Work instruction:
In the entries below, find the line with "davesnx: We run" and the line with "you added a"; give again those lines and every line between them, exactly.

Data for review:
PR #24470, opened 2023-09-19
[new release] melange-numeral (0.0.1)

jchavarri:
Melange bindings for Numeral

- Project page: <a href="https://github.com/ahrefs/melange-numeral/">https://github.com/ahrefs/melange-numeral/</a>

##### CHANGES:

Initial release.

Migrated to Melange v2.

### DIFF
--- a/packages/melange-numeral/melange-numeral.0.0.1/opam
+++ b/packages/melange-numeral/melange-numeral.0.0.1/opam
@@ -18,8 +18,8 @@ depends: [
   "dune" {>= "3.8"}
   "melange" {>= "2.0.0"}
   "reason" {>= "3.10.0"}
-  "opam-check-npm-deps" {with-test} # todo: use with-dev-setup once opam 2.2 is out
-  "ocaml-lsp-server" {with-test}
+  "opam-check-npm-deps" {with-dev-setup}
+  "ocaml-lsp-server" {with-dev-setup}
   "odoc" {with-doc}
 ]
 build: [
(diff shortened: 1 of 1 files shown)


packages/melange-numeral/melange-numeral.0.0.1/opam
```diff
@@ -0,0 +1,51 @@
...
+tags: ["melange" "org:ahrefs"]
+homepage: "https://github.com/ahrefs/melange-numeral/"
+bug-reports: "https://github.com/ahrefs/melange-numeral/issues"
+depends: [
+  "ocaml"
+  "dune" {>= "3.8"}
+  "melange" {>= "2.0.0"}
+  "reason" {>= "3.10.0"}
+  "opam-check-npm-deps" {with-test} # todo: use with-dev-setup once opam 2.2 is out
+  "ocaml-lsp-server" {with-test}
```
kit-ty-kate, line 22:
```suggestion
  "opam-check-npm-deps" {with-dev-setup}
  "ocaml-lsp-server" {with-dev-setup}
```

jchavarri: I prefer `with-dev-setup` :) but then is there a way to install add these packages as deps while still using opam 2.1? I am imagining a way to set variables to true dynamically from the command line?

haochenx (approved):
CI is failing at this moment on macos machines but it seems that they are all the CI's fault. I have restarted the jobs.

Yet since all other CI jobs succeeded and there is no reason to think macos will fail,
It looks to me that this PR is mergeable.

packages/melange-numeral/melange-numeral.0.0.1/opam
kit-ty-kate: ah nevermind i now understand what you were saying. Sorry for my misunderstanding. Mmh, i guess the `opam var` incantation above is fine as a temporary solution although if it's just for yourself i would encourage you to use opam 2.2 directly instead.

kit-ty-kate:
Thanks!

PR #24448, opened 2023-09-15
[new release] ocamlformat-lib, ocamlformat and ocamlformat-rpc-lib (0.26.1)

Julow:
Auto-formatter for OCaml code

- Project page: <a href="https://github.com/ocaml-ppx/ocamlformat">https://github.com/ocaml-ppx/ocamlformat</a>

### Changed

- Compatible with OCaml 5.1.0 (ocaml-ppx/ocamlformat#2412, @Julow)
  The syntax of let-bindings changed sligthly in this version.
- Improved ocp-indent compatibility (ocaml-ppx/ocamlformat#2428, @Julow)
- \* Removed extra break in constructor declaration with comment (ocaml-ppx/ocamlformat#2429, @Julow)
- \* De-indent the `object` keyword in class types (ocaml-ppx/ocamlformat#2425, @Julow)
- \* Consistent formatting of arrows in class types (ocaml-ppx/ocamlformat#2422, @Julow)

### Fixed

- Fix dropped attributes on a begin-end in a match case (ocaml-ppx/ocamlformat#2421, @Julow)
- Fix dropped attributes on begin-end in an if-then-else branch (ocaml-ppx/ocamlformat#2436, @gpetiot)
- Fix non-stabilizing comments before a functor type argument (ocaml-ppx/ocamlformat#2420, @Julow)
- Fix crash caused by module types with nested `with module` (ocaml-ppx/ocamlformat#2419, @Julow)
- Fix ';;' formatting between doc-comments and toplevel directives (ocaml-ppx/ocamlformat#2432, @gpetiot)

PR #24476, opened 2023-09-19
diskuvbox.0.1.1 does not work with ocaml.5.1+

jonahbeckford:
Fix `revdeps` failure in https://github.com/ocaml/opam-repository/pull/24448 caused by `diskuvbox.0.1.1`


mseri:
Thanks

PR #24485, opened 2023-09-20
[new release] reason-react (2 packages) (0.13.0)

davesnx:
Reason bindings for React.js

- Project page: <a href="https://reasonml.github.io/reason-react">https://reasonml.github.io/reason-react</a>
- Documentation: <a href="https://reasonml.github.io/reason-react">https://reasonml.github.io/reason-react</a>

##### CHANGES:

* Support for Melange v2
* Remove legacy `ReactDOMRe` and `ReasonReact` modules (@anmonteiro in
  [reasonml/reason-react#782](https://github.com/reasonml/reason-react/pull/782))
* Fix `React.useCallback*` for callbacks with multiple arguments (@anmonteiro
  in [reasonml/reason-react#786](https://github.com/reasonml/reason-react/pull/786))

### DIFF
--- a/packages/reason-react-ppx/reason-react-ppx.0.13.0/opam
+++ b/packages/reason-react-ppx/reason-react-ppx.0.13.0/opam
@@ -18,7 +18,6 @@ depends: [
   "ocaml" {>= "5.1.0"}
   "reason" {>= "3.10.0"}
   "ppxlib" {>= "0.28.0"}
-  "merlin" {= "4.9-501preview" & with-test}
   "ocamlformat" {= "0.24.0" & with-dev-setup}
   "odoc" {with-doc}
 ]
--- a/packages/reason-react-ppx/reason-react-ppx.0.13.0/opam
+++ b/packages/reason-react-ppx/reason-react-ppx.0.13.0/opam
@@ -14,7 +14,8 @@ doc: "https://reasonml.github.io/reason-react"
 bug-reports: "https://github.com/reasonml/reason-react/issues"
 depends: [
   "dune" {>= "3.9"}
-  "ocaml" {>= "5.1.0" & < "5.2.0"}
+  "melange" {>= "2.0.0"}
+  "ocaml" {>= "5.1.0"}
   "reason" {>= "3.10.0"}
   "ppxlib" {>= "0.28.0"}
   "merlin" {= "4.9-501preview" & with-test}
--- a/packages/reason-react-ppx/reason-react-ppx.0.13.0/opam
+++ b/packages/reason-react-ppx/reason-react-ppx.0.13.0/opam
@@ -20,6 +20,7 @@ depends: [
   "ppxlib" {>= "0.28.0"}
   "merlin" {= "4.9-501preview" & with-test}
   "ocamlformat" {= "0.24.0" & with-dev-setup}
+  "reason-react" {with-test & =version & post}
   "odoc" {with-doc}
 ]
 build: [
--- a/packages/reason-react-ppx/reason-react-ppx.0.13.0/opam
+++ b/packages/reason-react-ppx/reason-react-ppx.0.13.0/opam
@@ -20,7 +20,6 @@ depends: [
   "ppxlib" {>= "0.28.0"}
   "merlin" {= "4.9-501preview" & with-test}
   "ocamlformat" {= "0.24.0" & with-dev-setup}
-  "reason-react" {with-test & =version & post}
   "odoc" {with-doc}
 ]
 build: [
@@ -33,7 +32,6 @@ build: [
     "-j"
     jobs
     "@install"
-    "@runtest" {with-test}
     "@doc" {with-doc}
   ]
 ]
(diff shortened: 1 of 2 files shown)


davesnx:
Tried to use `{post}` in [`d53a5da` (#24485)](https://github.com/ocaml/opam-repository/pull/24485/commits/d53a5da4ac0751000bfde62a8a80996289423de6) and it fails. Is there anything I'm missing @haochenx?

packages/reason-react-ppx/reason-react-ppx.0.13.0/opam
```diff
@@ -0,0 +1,47 @@
...
+homepage: "https://reasonml.github.io/reason-react"
+doc: "https://reasonml.github.io/reason-react"
+bug-reports: "https://github.com/reasonml/reason-react/issues"
+depends: [
+  "dune" {>= "3.9"}
+  "melange" {>= "2.0.0"}
+  "ocaml" {>= "5.1.0"}
+  "reason" {>= "3.10.0"}
+  "ppxlib" {>= "0.28.0"}
+  "merlin" {= "4.9-501preview" & with-test}
```
kit-ty-kate, line 21: do the test really rely on that strict of a constraint?

davesnx: We run ocamlmerlin on the cram tests (https://github.com/reasonml/reason-react/blob/main/ppx/test/keys.t/run.t#L24) and need to match the version of the OCaml compiler with Melange.

So, I'm afraid that yes, but I will cc @jchavarri since was his piece of code.

jchavarri: Afaik we don't need to constrain that much. I only added `with-test` in https://github.com/reasonml/reason-react/commit/e49bac3b435632afe35088fc20eec59e2dcaac17.

@davesnx you added a stricter constrain in https://github.com/reasonml/reason-react/commit/47663d0fbee1f54bbbb41399d86ffa66ff13ab48, then @anmonteiro refined it in https://github.com/reasonml/reason-react/commit/e1f6eeb0df2205369e332ebf1eb1310f54908d2b.

haochenx: @davesnx after some discussion with @kit-ty-kate, it seems that `{post}` will not do anything for this.

We reached the conclusion that the best way to handle it is to attach the tests to the `reason-react` packages (by changing https://github.com/reasonml/reason-react/blob/3971e42df555f3c8fb5b4eab94a26e8e51d79f02/ppx/test/dune#L2).

It seems that OPAM currently cannot handle this kind of circular dependency yet.

There are other tiny details regarding the test: it depends on `jq`, which means you should probably include `conf-jq` as a dependency.

We can (and probably should) merge this PR without enabling the testing.

davesnx: I remember making stricter. Since opam would resolve differently on CI and wanted to ensure the same version between envs. (It failed out snapshot tests due to a different version)

davesnx: So our options are:

- Don't run the tests on opam-repository (as now)
- Change the tests to run inside reason-react
- Remove the circular dependency all together (ship the reason-react-ppx under reason-react)

davesnx: I believe we are happy with the current approach and if it faces more issues we will go with unification of the package

kit-ty-kate: Actually since the tests are not ran in opam-repository there is no point in installing the tests dependencies in the first place
```suggestion
```

jchavarri: > Actually since the tests are not ran in opam-repository there is no point in installing the tests dependencies in the first place

In that case, is it possible to keep this line in the opam repository? It should be harmless, and it allows us to keep the opam file in the project repo in sync with the one submitted here more easily.

Alternatively, we can remove all the test and with-dev-setup deps to a new opam file `reason-react-dev.opam`. 🤔

haochenx: One issue (?) with leaving `"merlin" {= "4.9-501preview" & with-test}` in the opam file is that opam ci will assume there exist tests for the package (reason-react-ppx in this case) if `with-test` occurs in the opam file. This will waste the ci's time running opam install again with `--with-test`. But that's as far as the problem goes as I could see.

haochenx: > Change the tests to run inside reason-react (but still add conf-jq), but I'm not sure if it will work since both tests need each-other

Looks the best to me. It should work because currently reason-react lists reason-react-ppx as its dependency. So if you can get the tests run happily locally after changing https://github.com/reasonml/reason-react/blob/3971e42df555f3c8fb5b4eab94a26e8e51d79f02/ppx/test/dune#L2 to `(package reason-react)`, ci should be happily run the ppx tests as part of reason-react's tests.

IIUC changing which packages the tests are attached should make no difference to local development.

davesnx:
Looks ready to merge :D

mseri:
Thanks

davesnx:
Thanks @kit-ty-kate @haochenx and @mseri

Task response:
davesnx: We run ocamlmerlin on the cram tests (https://github.com/reasonml/reason-react/blob/main/ppx/test/keys.t/run.t#L24) and need to match the version of the OCaml compiler with Melange.

So, I'm afraid that yes, but I will cc @jchavarri since was his piece of code.

jchavarri: Afaik we don't need to constrain that much. I only added `with-test` in https://github.com/reasonml/reason-react/commit/e49bac3b435632afe35088fc20eec59e2dcaac17.

@davesnx you added a stricter constrain in https://github.com/reasonml/reason-react/commit/47663d0fbee1f54bbbb41399d86ffa66ff13ab48, then @anmonteiro refined it in https://github.com/reasonml/reason-react/commit/e1f6eeb0df2205369e332ebf1eb1310f54908d2b.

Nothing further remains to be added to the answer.